Even in a best-case scenario, with published internal validation and publicly available benchmarks, it leaves open another question. As Martschenko put it: "How many people ended up becoming a part of the process when at the end of the day, you know, it had nothing to do with them?" Mass surveillance almost certainly ensnares innocent people, so is the loss of privacy the price we must pay for whatever these systems accomplish? Some kind of systematic evaluation of the glitches and bugs might help. And that might ultimately answer, Martschenko said, the question of whether "the juice is worth the squeeze."
When it comes to Sandoval, whether you believe an innocent man got sent to prison, or two algorithms wrongfully supported a hypothesis that suggested a guilty suspect did not touch evidence associated with a crime, the two stories do not align. There is only one truth. Something went wrong. The real problem is we may never know the scope of the miscarriages of justice that almost certainly exist in society.
Perlin maintains that science doesn't take sides. His results were correct, and moreover, he said, there's a flip side to not using computational tools to solve crimes. He argues that the government-sanctioned methods for DNA interpretation are uninformative. "A lot of the foundations of this field that are accepted are just based on sand." Indeed, he said, results that falsely label DNA evidence as inconclusive means that potentially useful information gets tossed. Sometimes this works against people trying to prove their innocence, but it also means the guilty go free. "The government makes mistakes by not getting the information that could have captured a serial killer or a child molester or somebody who's harming people.
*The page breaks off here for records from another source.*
Issue #129, opened 2023-07-20
More powerful options


noraj:
## Flags

[options](https://dry-rb.org/gems/dry-cli/1.0/options/) are always considered having a value `--mode=http2` or `--mode http2`.

- [ ] Having flags (options without value)

E.g. just having `--color`, having the flag equals `options.fetch(:color)` returning true, not having the flag equals `options.fetch(:color)` returning false. It's better than having `--color true` and `--color false` with `values: %w[true false]` and casting the string to a boolean.

## Aliases

It would be nice to have has many aliases as we want for an option.

- [ ] Having aliases

E.g. `-c, --color` or `--color, --colour`.

It's often handy to have long flags that are mnemotechnic and short flags for those familiar with the tool that want to type faster.

## Mutually exclusive

Sometimes it is required to have mutually exclusive options, see #128.

- [ ] Having mutually exclusive options #128

## Casting type

As passed from the CLI, all values are strings, so it would be handy to have cast types for options.

- [ ] Having cast types

E.g. `--age 21` or `--advanced true`. It's allows to cast type in the definition of the option, avoiding forgetting to cast it when the value is retrieved or to cast it several times if the option is used at multiple places.

MadBomber:
I think a few of these have already been put in place.  For example I'm using ...
```ruby
option :debug,
  aliases:  %w[ -d --debug],
  type:  :boolean,
  default:  false
```

amd the same structure for `verbose` in a `Base` command which defines all blobal options for all toerh commands.

MadBomber:
One of the things that I found myself wishing for is some kind of `action` that gets executed when the option is present.  As is, those kinds of things have to be build as a command.   I'd much rather put a simple Proc or Lambda in the option definition that have to layout a small command class.  For example consider a `version` option.

```ruby
option :version,
  aliases:  %w[ --version ],
  action: -> { puts VERSION; exit(0) }
```
... of course you'd going to ask where does that version constant come from?  I'm assuming it comes from the command class.  If I wanted it to come from the ProgramName I would have coded it with that name space.

As is, I had to create a Version command class and then for all my commands which have versions I had to register both the command and the command with a version sub-command.

```ruby
register "my_command", self
register "my_command version', Command::PrintVersion.new(VERSION), aliases: %w[-v --version]
```

I've been experimenting in https://github.com/MadBomber/experiments/tree/master/cli_options/dry-cli

[...]

PR #146, opened 2024-12-24
Implement argument and option type casting

gustavothecoder:
As reported in the issue #129, although we have the `type` config when defining arguments and options, we don't type cast the value for the user, which for some may seem like a bug.

This PR implement a simple type casting logic for some types. Since some types that users currently receive as string will start to be received as another type (e.g. integer), this is a breaking change.

The CLI bellow demonstrates all available types:

```ruby
require 'dry/cli'

module Demo
  extend Dry::CLI::Registry

  class TypeCast < Dry::CLI::Command
    argument :a_int, type: :integer
    argument :a_flo, type: :float
    argument :a_boo, type: :boolean
    argument :a_fla, type: :flag
    argument :a_str, type: :string
    argument :a_arr, type: :array
    option :o_int, type: :integer
    option :o_flo, type: :float
    option :o_boo, type: :boolean
    option :o_fla, type: :flag
    option :o_str, type: :string
    option :o_arr, type: :array

    def call(a_int:, a_flo:, a_boo:, a_fla:, a_str:, a_arr:, o_int:, o_flo:, o_boo:, o_fla:, o_str:, o_arr:, **)
      puts <<~HEREDOC
        Arguments:
          #{a_int}\t\t\t#{a_int.class}
          #{a_flo}\t\t\t#{a_flo.class}
          #{a_boo}\t\t\t#{a_boo.class}
          #{a_fla}\t\t\t#{a_fla.class}
          #{a_str}\t#{a_str.class}
          #{a_arr}\t#{a_arr.class}
        Options:
          #{o_int}\t\t\t#{o_int.class}
          #{o_flo}\t\t\t#{o_flo.class}
          #{o_boo}\t\t\t#{o_boo.class}
          #{o_fla}\t\t\t#{o_fla.class}
          #{o_str}\t#{o_str.class}
          #{o_arr}\t#{o_arr.class}
      HEREDOC
    end
  end

  register "type-cast", TypeCast
end

Dry::CLI.new(Demo).call
```

The output:
```bash
$ demo type-cast 42 42.42 t off 'This is a string' 1 2 3 --o_int=42 --o_flo=42.42 --no-o_boo --o_fla --o_str='this is a string' --o_arr=1,2,3

# Before:
Arguments:
  42                    String
  42.42                 String
  t                     String
  off                   String
  This is a string      String
  ["1", "2", "3"]       Array
Options:
  42                    String
  42.42                 String
  false                 FalseClass
  true                  TrueClass
  this is a string      String
  ["1", "2", "3"]       Array

# After:
Arguments:
  42                    Integer
  42.42                 Float
  true                  TrueClass
  false                 FalseClass
  This is a string      String
  ["1", "2", "3"]       Array
Options:
  42                    Integer
  42.42                 Float
  false                 FalseClass
  true                  TrueClass
  this is a string      String
  ["1", "2", "3"]       Array
```

### DIFF
--- a/lib/dry/cli/option.rb
+++ b/lib/dry/cli/option.rb
@@ -70,6 +70,18 @@ module Dry
         type == :array
       end
 
+      # @since 2.0.0
+      # @api private
+      def integer?
+        type == :integer
+      end
+
+      # @since 2.0.0
+      # @api private
+      def float?
+        type == :float
+      end
+
       # @since 0.1.0
       # @api private
       def default
@@ -121,6 +133,24 @@ module Dry
           .map { |name| name.size == 1 ? "-#{name}" : "--#{name}" }
           .map { |name| boolean? || flag? ? name : "#{name} VALUE" }
       end
+
+      # @since 2.0.0
+      # @api private
+      # rubocop:disable Metrics/PerceivedComplexity
+      def type_cast(value)
+        return value if value.nil?
+
+        if integer?
+          value.to_i
+        elsif float?
+          value.to_f
+        elsif argument? && (boolean? || flag?)
+          %w[0 f false off].include?(value.downcase) ? false : true
+        else
+          value
+        end
+      end
+      # rubocop:enable Metrics/PerceivedComplexity
     end
 
     # Command line argument
--- a/lib/dry/cli/parser.rb
+++ b/lib/dry/cli/parser.rb
@@ -20,7 +20,7 @@ module Dry
         OptionParser.new do |opts|
           command.options.each do |option|
             opts.on(*option.parser_options) do |value|
-              parsed_options[option.name.to_sym] = value
+              parsed_options[option.name.to_sym] = option.type_cast(value)
             end
           end
 
@@ -77,7 +77,7 @@ module Dry
             result[cmd_arg.name] = arguments[index..]
             break
           else
-            result[cmd_arg.name] = arguments.at(index)
+            result[cmd_arg.name] = cmd_arg.type_cast(arguments.at(index))
           end
         end
 
--- a/spec/unit/dry/cli/option_spec.rb
+++ b/spec/unit/dry/cli/option_spec.rb
@@ -1,0 +1,85 @@
+# frozen_string_literal: true
+
+RSpec.describe "Option" do
+  describe "type casting" do
+    it "supports :integer" do
+      o = Dry::CLI::Option.new("test", {type: :integer})
+
+      expect(o.type_cast("42")).to eq(42)
+      expect(o.type_cast("4.2")).to eq(4)
+    end
+
+    it "supports :float" do
+      o = Dry::CLI::Option.new("test", {type: :float})
+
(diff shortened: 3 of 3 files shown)


lib/dry/cli/option.rb
```diff
@@ -121,6 +133,24 @@ def alias_names
...
+      # rubocop:disable Metrics/PerceivedComplexity
+      def type_cast(value)
+        return value if value.nil?
+
+        if integer?
+          value.to_i
+        elsif float?
+          value.to_f
+        elsif argument? && (boolean? || flag?)
+          %w[0 f false off].include?(value.downcase) ? false : true
```
gustavothecoder, line 148: I used [rails](https://github.com/rails/rails/blob/main/activemodel/lib/active_model/type/boolean.rb) as a base.

noraj:
This would be really nice, because I have tons of options where I have to define booleans as string `default: 'ture', values: %w[true false]` and then call a custom `.to_bool` on the option `options[:advanced].to_bool` because user input always comes as a string.

As an alternative to having pre-defined casting, user could also provide a custom method for casting.

> Maybe something like `Dry::Types::Params` could work better here, but I'm not sure we want to pull a dependency to dry-cli.

Then could dry-types be an optional dependency of dry-cli? Needed only for using `type_cast:` on arguments and options. That way it won't pull a dependency to dry-cli by default, only for people implementing advanced use cases. Also dry-types already supports [custom types](https://dry-rb.org/gems/dry-types/1.7/custom-types/).

dry-types itself can [be extended](https://dry-rb.org/gems/dry-types/1.7/extensions/) with [maybe](https://dry-rb.org/gems/dry-types/1.7/extensions/maybe/) and [monads](https://dry-rb.org/gems/dry-types/1.7/extensions/maybe/), so how comes dry-cli couldn't be extended with dry-types? Couldn't it do `Dry::CLI.load_extensions(:types)`?

TL;DR: two options to not add default dependencies to dry-cli:

1. Support only user-defined casting, the user has to provide its own method
2. Add dry-types as an extension (so optional dependency)

katafrakt:
> dry-types itself can [be extended](https://dry-rb.org/gems/dry-types/1.7/extensions/) with [maybe](https://dry-rb.org/gems/dry-types/1.7/extensions/maybe/) and [monads](https://dry-rb.org/gems/dry-types/1.7/extensions/maybe/), so how comes dry-cli couldn't be extended with dry-types? Couldn't it do Dry::CLI.load_extensions(:types)?

The reason is that Dry CLI is kept dependency-free and the extension mechanics is coming from Dry Core.

But I like the idea of a Dry Types extension for CLI. The code is [rather small](https://github.com/dry-rb/dry-core/blob/main/lib/dry/core/extensions.rb) so we could even just pull it in and keep Dry CLI without Dry Core dependency.

katafrakt:
FYI the Dry Types implementation PR is here: https://github.com/dry-rb/dry-cli/pull/157
Feedback welcome.

katafrakt:
#157 has been merged. I'm going to close this one.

They don't want to revisit those either."
In the clinical research community, federal agencies subject consumer products to testing. In medicine, we have the Food and Drug Administration and the Clinical Laboratory Improvement Amendments, which set national standards. We may know how and why so-called self-driving cars kill people because investigative reports examine the errors, and an agency is tasked with investigation, but how often are these other technologies messing up people's lives?
The modern surveillance system is brittle, yet there is no single agency to provide oversight when it cracks. Indeed, if we only know when surveillance systems actually work -- for instance, when the tech proves someone's guilt beyond a reasonable doubt -- a wide spectrum of scholars and activists argue that no one knows when something breaks, and so there's no accountability. "After a plane crash, they'll send in an expert team to try to document all aspects of what went wrong and how to fix it," Thompson said. "No such body exists for miscarriages of justice."
And what will happen if and when such technologies actually work? This question is particularly pressing if we cannot keep our data private. Municipalities sift through wastewater. Private firms record calls to collect the unique signatures of our voices and financial data; police run still images from surveillance videos through facial recognition algorithms. Beyond genetic analysis, geolocation, and biometrics, researchers raise the possibility of malicious use of brain-computer interfaces, or brain-jacking, looming on the horizon.